Republican State Senator Alberta Darling loves all things Walker. She serves on the powerful Joint Finance Committee, and is foisting deep cuts on social services and education while giving million dollar Happy Meals to her corporate sponsors. She has avoided all meaningful contact with the predominantly African American wards in the southern part of her senatorial district, and has generally been MIA for all but the tasselated loafers on the country club brunch circuit.
If she won't come to the city, the city will come to her...
Yesterday, Wisconsin Jobs Now organized a bus tour in order to deliver hundreds of petition signatures that had been collected over the past week. My own group, The Playground Legends, was well-represented with nine people on board. Our demands were simple: please listen to us, as you also represent us. The big yellow school bus was filled to capacity, and at 11:00 left for Darling's office in Menomonee Falls. Our spirits were high as we chanted "The Rich Get Bailed Out The People Get Sold Out" and other chestnuts in our cantillate lexicon.
Reverend Brisco of Milwaukee Inner-city Congregations Allied for Hope (MICAH) offered some inspiring words about our need for sustained collective action, putting the "we" in our Wisconsin movement. As far as I know, this intervention is unprecedented: a mix of black and white constituents traveling miles to request representation. I find great inspiration in the commingling of black and white communities, voices together with our existential cry to Walker and his lapdog legislators: we exist, you need to acknowledge us!
I'd also like to believe that our recall actions will prove that The Lapdogs need us more than we need them!
Fully amped up with the sincere power of solidarity, we exited the bus, signs in hand. Another 20 people arrived in cars and joined us on the sidewalk. We marched and chanted, waving to the honking and gestures - both positive and negative - from passing cars. Before a chosen delegation entered the building, Reverend Brisco gathered us for benediction. I'm personally not formally religious but it was a powerful moment.
As the Reverend Brisco was wrapping up, a man stormed by, interrupting the prayer by yelling "Alberta Darling for President!" "Yeah, Alberta!" "We Love Her!" and generally stomped around our gathering. Reverend Brisco brushed it off with a wry "Satan is among us!" and ended with "This is what democracy looks like, Amen!" The cops contained the man, as he was getting pretty agitated. Nobody wanted any trouble: we only want to be acknowledged as constituents with legitimate needs and concerns.

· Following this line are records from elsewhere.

PR #544, opened 2024-04-02
RR-480 - Reverted previous changes to Store classes

nathanrussell-moj-digital:
This PR reverts the previous changes to Store classes, making the Store classes consistent with HMPPS typescript template


server/data/cache/prisonRegisterStore.ts
nathanrussell-moj-digital, line 1: The following 4 files have not really been deleted; they've been moved as part of the refactoring

server/data/prisonRegisterStore/prisonRegisterStore.ts
```diff
@@ -0,0 +1,30 @@
...
+
+  private async ensureConnected() {
+    if (!this.client.isOpen) {
+      await this.client.connect()
+    }
+  }
+
+  async setActivePrisons(activePrisons: Array<PrisonResponse>, durationDays = 1): Promise<string> {
+    await this.ensureConnected()
+    return this.client.set(ACTIVE_PRISONS, JSON.stringify(activePrisons), { EX: durationDays * 24 * 60 * 60 })
```
nathanrussell-moj-digital, line 22: Re: the comment in the Prisoner Profile PR, this is what we want to do I think?

server/data/tokenStore/inMemoryTokenStore.ts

The petitions were delivered, though neither Darling nor any staffer were in the office. This seems an apt metaphor. The circuit of "send and receive" is profoundly ruptured. The signals are out there, are being sent, and we are desperate to be included in Darling's political and professional concerns. But no one is receiving. No one is listening. No one is home.
We left our petitions on a box outside her door, boarded the bus, and went back south to north Milwaukee.